Patricia McKissack

Patricia McKissack: Still Goin’ Someplace Special

Patricia McKissack believes in telling stories the way she heard them. “I grew up listening to my grandfather weaving a good story and I picked up where my relatives left off,” she explains. While Patricia and Fredrick had three sons, her three daughters are Flossie, Mirandy, and Nettie Jo, introduced to the world in Flossie and the Fox, Mirandy and Brother Wind, and Nettie Jo’s Friends.

All three heroines are in the African-American storytelling tradition, but Patricia points out that “We should not say black books are for black children–they are for all children.” Good stories are good stories.

Patricia had her own “Ah-ha!” moment about diversity when she was contacted about a forthcoming French edition of Flossie and the Fox. “Flossie was not a name that was familiar to French children and they asked if they could change it to Rita,” she recalls. The author was aghast: “Of course not! Her name is Flossie!” she insisted. “Then they explained that they were aiming for the alliteration and I allowed the to rename her so it could work better with reynard (‘fox’ in French).”

Just as little Patricia enjoyed listening to her grandfather’s stories on the front porch, she also loved reading the stories at the one place in early 1950s Nashville where everyone was welcome. Her memories of getting to “someplace special” were beautifully captured in the Coretta Scott King Medal winning Goin’ Someplace Special. “The main library downtown was a warm and wonderful place and the librarian greeted me with such a big smile,” she fondly recalls. Children today can catch a glimpse of that enthusiasm when they see Jerry Pinkney’s original artwork for the book proudly displayed in the new children’s department at the Nashville Public Library.

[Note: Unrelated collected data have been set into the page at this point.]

PR #5961, opened 2022-10-11
Select Scenario Window Elements Position Fix (#1235)

### LINKED ISSUE #1235: Scenario selection window, elements position
In fheroes2:
- [ ] The position of the icons "Players Icon", "Size Icon", "Victory Condition Icon" and "Loss Condition Icon" is not the same as in the original game.
- [ ] The names of the scenarios in the scenarios list are not centered, the names of the scenarios are centered in the original game.
- [ ] The vertical spacing between the names of scenarios in the scenarios list is not regular, this spacing is regular in the original game.
- [ ] The text line of the scenario name "Broken Alliance" is not located at the same vertical position as in the original game.
- [ ] The scenario name "Broken Alliance" is not centered horizontally, the scenario name is not centered horizontally in the original game either, but it is less visible.
- [ ] The difficulty text line of the "Map difficulty: Normal" scenario is not located at the same vertical position as in the original game (the word "Normal" should be centered vertically in the frame and the text "Map difficulty:" should be aligned vertically to the word "Normal").
- [ ] The word used for the difficulty of the scenario "Normal" is not centered horizontally, the word used for the difficulty of the scenario is not centered horizontally either in the original game but it is less visible.
- [ ] The first line of the scenario description text is not located at the same vertical position as in the original game.

In the original game:

Scenario selection 01

In fheroes2:

Scenario selection 02

**Edit 2022/10/10.**

Positions with the number of pixels from the original game screen, with the corrections to be applied.

In original game:

Scenario selection window pixels 001

Since a supplementary icon for "The Succession Wars" and "The Price of Loyalty" versions has been added for the scenarios in fheroes2, the scenario name must be centered horizontally in the space between the icons on the left and the icons on the right in the list of scenarios.

In fheroes2:

Scenario selection window 002

HaveFun91:
Close #1235


HaveFun91:
Close #1235

zenseii:
Hi @HaveFun91.

I've linked the issue to this PR. The clang-tidy comments are valid so please have a look at them when you can and feel like it. Also it would be great if you could have a look at the Code style check that failed when you have the time.

Don't hesitate to ask if you have any questions.

src/fheroes2/dialog/dialog_selectscenario.cpp
```diff
@@ -330,21 +329,24 @@ const Maps::FileInfo * Dialog::SelectScenario( const MapsFileInfoList & all )
...
+    const fheroes2::Rect curCountPlayer( rt.x + 45, rt.y + 264, 18, 18 );
+    const fheroes2::Rect curMapSize( rt.x + 64, rt.y + 264, 18, 18 );
+    const fheroes2::Rect curMapType( rt.x + 83, rt.y + 264, 18, 18 );
+    const fheroes2::Rect curMapName( rt.x + 107, rt.y + 264, 160, 18 );
+    const fheroes2::Rect curVictoryCond( rt.x + 276, rt.y + 264, 18, 18 );
+    const fheroes2::Rect curLossCond( rt.x + 294, rt.y + 264, 18, 18 );
     const fheroes2::Rect curDifficulty( rt.x + 220, rt.y + 292, 114, 20 );
     const fheroes2::Rect curDescription( rt.x + 42, rt.y + 316, 292, 90 );
+    SelectedScenarioCoordinates selectedCoords( curCountPlayer.x, curMapSize.x, curMapType.x, curMapName.width, curMapName.x, curVictoryCond.x, curLossCond.x,
+                                                curDifficulty.x, curDescription.x, curDifficulty.width );
```
ihhub, line 349: Here we are storing 2 sets of the same coordinates and usage of structures is not exactly beneficial.

What if we create an enumeration in unnamed namespace which will contain all these magic numbers and then pass only x and y offset into ScenarioListBox? The biggest problem is not how we pass or process data but how we set this data and right now is this place. For example.
```cpp
const fheroes2::Rect curCountPlayer( rt.x + 45, rt.y + 264, 18, 18 );
```
could be (need to play with enumeration entry names):
```cpp
const fheroes2::Rect curCountPlayer( rt.x + CURRENT_PLAYER_OFFSET_X, rt.y + ICONS_OFFSET_Y, ICON_SIZE, ICON_SIZE );
```

What do you think?

src/fheroes2/dialog/dialog_selectscenario.h
```diff
@@ -65,6 +125,20 @@ class ScenarioListBox : public Interface::ListBox<Maps::FileInfo>
     }
 
     bool selectOk;
+
+private:
+    const ScenarioListItemCoordinates & _listItemCoords;
+    const SelectedScenarioCoordinates & _selectedCoords;
+    const short _offsetY = 4;
```
ihhub, line 132: Please do not use `short` variable type in the code as this is implementation dependent type.

src/fheroes2/dialog/dialog_selectscenario.h
```diff
@@ -65,6 +125,20 @@ class ScenarioListBox : public Interface::ListBox<Maps::FileInfo>
...
+
+    void _renderMapListItem( const Maps::FileInfo & info, fheroes2::Display & display, int32_t & dsty, bool current );
+    void _renderSelectedMapInfo( fheroes2::Display & display, const fheroes2::Point & dst );
+    void _renderMapName( const Maps::FileInfo & info, bool selected, const int32_t & baseYOffset, fheroes2::Display & display ) const;
+    const fheroes2::Sprite & _getPlayersCountIcon( uint8_t playersCount );
+    const fheroes2::Image & _getMapSizeIcon( uint16_t size );
+    const fheroes2::Sprite & _getMapTypeIcon( GameVersion version );
+    const fheroes2::Sprite & _getWinConditionsIcon( uint8_t condition );
+    const fheroes2::Sprite & _getLossConditionsIcon( uint8_t condition );
```
ihhub, line 141: All these methods must be static and their input arguments should be `const`.

src/fheroes2/dialog/dialog_selectscenario.cpp
```diff
@@ -139,6 +139,8 @@ namespace
         return icon;
     }
 
+    fheroes2::Image undefinedMapSizeIcon;
```
ihhub, line 142: We should avoid using global variable unless it's the only way to implement things.

src/fheroes2/dialog/dialog_selectscenario.cpp
```diff
@@ -154,137 +156,134 @@ namespace
...
+const fheroes2::Sprite & ScenarioListBox::_getLossConditionsIcon( uint8_t condition )
+{
+    int iconIndex = 36 + condition;
+    return fheroes2::AGG::GetICN( ICN::REQUESTS, iconIndex );
+}
 
-        index = 36 + info.conditions_loss;
-        const fheroes2::Sprite & spriteLoss = fheroes2::AGG::GetICN( ICN::REQUESTS, index );
-        fheroes2::Blit( spriteLoss, display, dst.x + 275 + spriteWins.width() + 2, dst.y + 265 );
+const fheroes2::Image & ScenarioListBox::_getMapSizeIcon( uint16_t size )
```
ihhub, line 252: Instead of returning an image and have a global variable to handle a corner case why don't we just create methods to draw stuff within them?

ihhub (changes requested):
Hi @HaveFun91, I put multiple comments in this pull request. Could you please check them?

src/fheroes2/dialog/dialog_selectscenario.cpp
```diff
@@ -154,130 +154,130 @@
...
+    case Maps::XLARGE:
+        mapIconIndex = 29;
+        break;
+    default:
+        return GetNonStandardSizeIcon();
+    }
 
-        const fheroes2::Sprite & mapType = fheroes2::AGG::GetICN( ICN::MAP_TYPE_ICON, info._version == GameVersion::PRICE_OF_LOYALTY ? 1 : 0 );
-        fheroes2::Blit( mapType, display, dst.x + 46 + spriteCount.width() + 2 * 2 + spriteSize.width(), dst.y + 265 );
+    return fheroes2::AGG::GetICN( ICN::REQUESTS, mapIconIndex );
```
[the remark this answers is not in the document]
HaveFun91: I believe this is no longer a case.

src/fheroes2/dialog/dialog_selectscenario.cpp
HaveFun91: Yes, moving that values to enum makes sense. Commited fix on this, but couldn't get rid of magic calculations in total.

src/fheroes2/dialog/dialog_selectscenario.cpp
```diff
@@ -154,130 +178,141 @@ namespace
...
+    _renderMapName( info, current, dsty, display );
+    fheroes2::Blit( _getWinConditionsIcon( info.conditions_wins ), display, _x + SCENARIO_LIST_VICTORY_CONDITION_OFFSET_X, dsty );
+    fheroes2::Blit( _getLossConditionsIcon( info.conditions_loss ), display, _x + SCENARIO_LIST_LOSS_CONDITION_OFFSET_X, dsty );
+}
 
-    if ( info.size_w != info.size_h || info.size_w < Maps::SMALL || info.size_w > Maps::XLARGE ) {
-        const fheroes2::Image & nonStandardIcon = GetNonStandardSizeIcon();
+void ScenarioListBox::_renderSelectedScenarioInfo( fheroes2::Display & display, const fheroes2::Point & dst )
+{
+    Text text;
```
zenseii, line 219: Hi @HaveFun91 since we are touching this part of the code, `Text` is an old method that we are replacing with `fheroes2::Text` which is found in `ui_text.cpp`.

src/fheroes2/dialog/dialog_selectscenario.cpp
```diff
@@ -154,130 +178,141 @@ namespace
...
-        }
+    fheroes2::Blit( _getPlayersCountIcon( info.kingdom_colors ), display, dst.x + SELECTED_SCENARIO_COUNT_PLAYERS_OFFSET_X, dst.y + SELECTED_SCENARIO_GENERAL_OFFSET_Y );
+    _renderMapIcon( info.size_w, display, dst.x + SELECTED_SCENARIO_MAP_SIZE_OFFSET_X, dst.y + SELECTED_SCENARIO_GENERAL_OFFSET_Y );
+    fheroes2::Blit( _getMapTypeIcon( info._version ), display, dst.x + SELECTED_SCENARIO_MAP_TYPE_OFFSET_X, dst.y + SELECTED_SCENARIO_GENERAL_OFFSET_Y );
 
-        const fheroes2::Sprite & spriteSize = fheroes2::AGG::GetICN( ICN::REQUESTS, index );
-        fheroes2::Blit( spriteSize, display, dstx + offsetX, dsty );
-        offsetX += spriteSize.width() + 2;
-    }
+    text.Set( info.name, Font::BIG );
```
zenseii, line 226: We usually initialize and declare at once in the project.
Something like:
```cpp
fheroes2::Text text( info.name, fheroes2::FontType::normalWhite() );
```

Note that the old `Font::BIG` is called `normalWhite()` now.


Also note that `fheroes2::Text` has the methods `set()` and `draw()` instead of `Set` and `Blit`.
Another point is that the y-coordinate needs to be offset with the new draw compared to the old Blit. There should be a comment about this in the beginning of `ui_text.cpp`.

zenseii (changes requested):
Hi @HaveFun91.

I left a couple of small comments. Please have a look when you have the time to.

.gitignore
```diff
@@ -82,4 +83,4 @@ script/demo/demo
 VisualStudio/packages
 
 # Mac magic folders
-.DS_Store
+.DS_Store
```
zenseii, line 86: Could you please add a newline at the end of this file?

zenseii (changes requested):

oleg-derevenetz:
Hi all! Please note that some issues still present in this PR were not reported by our Clang-Tidy machinery due to recent regression in the upstream [clang-tidy-pr-comments](https://github.com/platisd/clang-tidy-pr-comments) workflow. The fix [is already on the way](https://github.com/platisd/clang-tidy-pr-comments/pull/31) and (I hope) will be merged shortly.

src/fheroes2/dialog/dialog_selectscenario.cpp
HaveFun91: I removed all `Text.h` dependecies.

src/fheroes2/dialog/dialog_selectscenario.cpp
HaveFun91: I have applied some changes. Not sure whether i got what you mean in terms of `draw()` method - was it about including offset within y-coordinate?

src/fheroes2/dialog/dialog_selectscenario.cpp
zenseii: Great! Thanks!

src/fheroes2/dialog/dialog_selectscenario.cpp
zenseii: > I have applied some changes. Not sure whether i got what you mean in terms of `draw()` method - was it about including offset within y-coordinate?

To be honest it's easier to figure out by looking at the game. IIRC when replacing Blit with draw you have to add an extra 2 in value to the y-coordinate.

Again it's easier to verify in the game so if it has looked right when you've checked it then it's nothing to worry about.

src/fheroes2/dialog/dialog_selectscenario.cpp
```diff
@@ -154,130 +183,143 @@ namespace
 
         return 0;
     }
+
+    int32_t GetCenteredTextXCoordinate( const int32_t startCoordX, const int32_t textBoxWidth, const int32_t textWidth )
```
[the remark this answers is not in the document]
HaveFun91: I don't get it - this warning makes no sense to me. For example why then
`virtual void draw( const int32_t x, const int32_t y, Image & output ) const = 0;` this is allowed - same considerations here.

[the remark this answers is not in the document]
HaveFun91: Is it about similar name of `textBoxWidth` and `textWidth`?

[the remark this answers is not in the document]
oleg-derevenetz: Hi @HaveFun91 it's a new warning from Clang-Tidy 14, it means that two (or more) parameters of the same (or convertible) types follow each other, so it is possible for a caller to swap/reorder them by mistake - for example, call the function `f(int x, int y)` as `f(y, x)`. You can ignore this warning for now, maybe we will turn it off later completely.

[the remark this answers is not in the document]
zenseii: Looking at the definition it seems it's suggesting you to change it into a struct. https://clang.llvm.org/extra/clang-tidy/checks/bugprone/easily-swappable-parameters.html

Not sure this is desirable or the right interpretation, @oleg-derevenetz ?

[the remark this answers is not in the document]
oleg-derevenetz: Hi @zenseii Yes, but it may be redundant to make a separate structure for each function that have several arguments of convertible types, so we need to think about the usefulness of this warning.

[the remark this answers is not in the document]
HaveFun91: There are some configuration possibilities here - maybe this setting: `MinimumLength` mentioned in doc would make sense to somekind of force user to create more complex object storing e.g. 5 parameters. Inventing brand new type for each of situation seems to be a mistake from my perspective.

src/fheroes2/dialog/dialog_selectscenario.cpp
```diff
@@ -154,130 +183,143 @@ namespace
 
         return 0;
     }
+
+    int32_t GetCenteredTextXCoordinate( const int32_t startCoordX, const int32_t areaWidth, const int32_t textWidth )
```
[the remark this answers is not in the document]
HaveFun91: As agreed - to be ignored for now.

src/fheroes2/dialog/dialog_selectscenario.cpp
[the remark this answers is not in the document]
oleg-derevenetz: @HaveFun91 you can ignore this warning for now (unless you really want to introduce structs in some cases).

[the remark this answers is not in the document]
HaveFun91: I will ignore this warning in that case.

src/fheroes2/dialog/dialog_selectscenario.cpp
```diff
@@ -44,6 +43,45 @@
...
+        SELECTED_SCENARIO_DESCRIPTION_WIDTH = 292,
+        SELECTED_SCENARIO_DESCRIPTION_HEIGHT = 90,
+        SELECTED_SCENARIO_GENERAL_OFFSET_Y = 265,
+        // COMMON
+        ICON_SIZE = 18
+    };
+
+    void ShowToolTip( const std::string & header, const std::string & body )
+    {
+        fheroes2::showMessage( fheroes2::Text( header, fheroes2::FontType::normalYellow() ), fheroes2::Text( body, fheroes2::FontType::normalWhite() ), Dialog::ZERO );
```
ihhub, line 82: Please use `fheroes2::showStandardTextMessage()` here and in other places because some of them use **white** color instead of **yellow** for the header.

src/fheroes2/dialog/dialog_selectscenario.cpp
```diff
@@ -154,130 +183,143 @@ namespace
...
+        fheroes2::Fill( icon, 1, 1, 15, 15, fheroes2::GetColorId( 0x8D, 0x73, 0xFF ) );
+        fheroes2::Text text( _( "N" ), fheroes2::FontType::smallWhite() );
+        text.draw( ( 17 - text.width() ) / 2, ( 17 - text.height() ) / 2, icon );
 
-        text.Set( info.name, Font::BIG );
-        text.Blit( dst.x + 190 - text.w() / 2, dst.y + 265 );
+        fheroes2::Blit( icon, display, coordX, coordY );
+    }
+    else {
+        fheroes2::Blit( fheroes2::AGG::GetICN( ICN::REQUESTS, mapIconIndex ), display, coordX, coordY );
```
ihhub, line 293: I would suggest to add an assertion before this line to make that `mapIconIndex` is really >=0 because the second parameter of `GetICN()` function expects an unsigned int.

src/fheroes2/dialog/dialog_selectscenario.cpp
```diff
@@ -154,130 +183,143 @@ namespace
...
+const fheroes2::Sprite & ScenarioListBox::_getMapTypeIcon( const GameVersion version )
+{
+    return fheroes2::AGG::GetICN( ICN::MAP_TYPE_ICON, version == GameVersion::PRICE_OF_LOYALTY ? 1 : 0 );
+}
 
-        text.Set( _( "Map difficulty:" ), Font::BIG );
-        text.Blit( dst.x + 210 - text.w(), dst.y + 290 );
+const fheroes2::Sprite & ScenarioListBox::_getWinConditionsIcon( const uint8_t condition )
+{
+    int iconIndex = 30 + condition;
```
ihhub, line 310: This variable should be `uint32_t`.

src/fheroes2/dialog/dialog_selectscenario.cpp
```diff
@@ -154,130 +183,143 @@ namespace
...
+    return fheroes2::AGG::GetICN( ICN::REQUESTS, iconIndex );
+}
 
-        text.Set( Difficulty::String( info.difficulty ) );
-        text.Blit( dst.x + 275 - text.w() / 2, dst.y + 290 );
+const fheroes2::Sprite & ScenarioListBox::_getLossConditionsIcon( const uint8_t condition )
+{
+    int iconIndex = 36 + condition;
```
ihhub, line 316: This variable should be `uint32_t`.

ihhub (changes requested):
Hi @HaveFun91, we are almost there. I put few comments related to code styling in general. Could you please take a look? Also please rebase your branch from master branch of this repo to use `fheroes2::showStandardTextMessage()` function.

src/fheroes2/dialog/dialog_selectscenario.cpp
HaveFun91: Assertion here doesn't make sense in my opinion - we have switch/case statement that sets specific values and on init it's -1. I mean - I can add it, but i don't see any benefit of putting assertion here.

ihhub (approved):

ihhub:
Hi @LeHerosInconnu, could you please test these changes?

zenseii (approved):
Hi @HaveFun91.

This looks good to me. I suggest to add a screenshot or some description showing the new changed dialog of this PR to quicker grasp the changes made from a visual perspective.

ihhub:
Before changes:
image
After changes:
image

@Branikolog and @LeHerosInconnu, I will need your opinion about this.

HaveFun91:
@Branikolog Tbh it compared two images above and i don't see any difference between S, M, XL, L buttons. Could you provide some more info about this? Or what should be done to correct placement?

HaveFun91:
I tried to move buttons... but seems like there are more underneath:
image

HaveFun91:
@Branikolog is it ok now?
image

Branikolog:
@HaveFun91 
OG menu
fheroes2 menu
There's some horizontal shifting left.

HaveFun91:
@Branikolog I have moved buttons to the left:
image

LeHerosInconnu:
Hello @HaveFun91 and @Branikolog,

> @Branikolog I have moved buttons to the left:
image

Everything looks good, except the spacing between the "L" and "XL" buttons is 8 pixels instead of 7 pixels.

Broken AllFlags in box 01

Also, in the example, the scenario name "Broken AllFlags" is not centered horizontally in the box (15 pixels on the left and 17 pixels on the right).

What do you think about moving the text line of the scenario file name up 1 pixel so that the lettering with jamb, in the example the "g" in the word "AllFlags", is not too close to the bottom of the text box (the text line would then have the same vertical position as the word "Normal" in the box for the scenario difficulty)?

HaveFun91:
@LeHerosInconnu  i uploaded fix.
See attached screenshot:
image

LeHerosInconnu:
Hello @HaveFun91,

> @LeHerosInconnu i uploaded fix. See attached screenshot:
image

Everything looks correct according to the screenshot provided.

ihhub:
@HaveFun91 , huge thanks for fixing this issue!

Patricia McKissack still goes to the library, though she is now more often seen at the St. Louis Public Library. “I’m a lifetime learner—I love researching, gathering, looking for new material.” She pauses for a brief moment and adds, “Fred was the master researcher.”

Theirs was a true partnership and for more than 50 years Patricia and Fredrick McKissack worked together on books that were both meticulously factual and perennially entertaining. “We only argued about whether or not something was as good as we could make it,” she confides.

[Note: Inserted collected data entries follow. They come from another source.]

PR #5962, opened 2022-10-11
Update be.po

srzkptrsk:
Little bit changes

### DIFF
--- a/files/lang/be.po
+++ b/files/lang/be.po
@@ -34,19 +34,19 @@ msgid "DIFFICULTY"
 msgstr ""
 
 msgid "Warrior"
-msgstr ""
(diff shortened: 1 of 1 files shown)


zenseii:
Hi @srzkptrsk and thank you for this contribution!

I believe @Branikolog is most fit to review this, also because deepl doesn't have Belarusian support... It seems google translate does though so if worse comes to worst I'll check with that.

Branikolog (approved):
@srzkptrsk 
Brilliant! Cannot imagine this be translated better.
Thanks a lot for your contribution, @srzkptrsk !

ihhub:
@srzkptrsk , thank you very much for your contribution to the project!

Even though her master researcher is no longer at her side, Patricia McKissack continues to research and write. “My next book is about early childhood play—the games kids play and the history behind them.” Look for this as-yet unnamed book in Fall 2016.

Meanwhile, Patricia is also working on another book that begs to be shared on a front porch by moonlight. Fans of Patricia McKissack’s Coretta Scott King-winning The Dark Thirty will remember her skill at spooky stories and will be delighted that she is again heading into supernatural world. Hag Hollerin’ Time comes from the Gullah language and refers to midnight, the witching hour.

Not everyone finds her tales scary. She laughs as she recounts one indignant child who took the time to write her a letter: “I read your Dark Thirty because it was supposed to be scary. It wasn’t.” In spite of young Jeffrey’s criticism, the consensus is that any book by Patricia McKissack is bound to be going someplace special.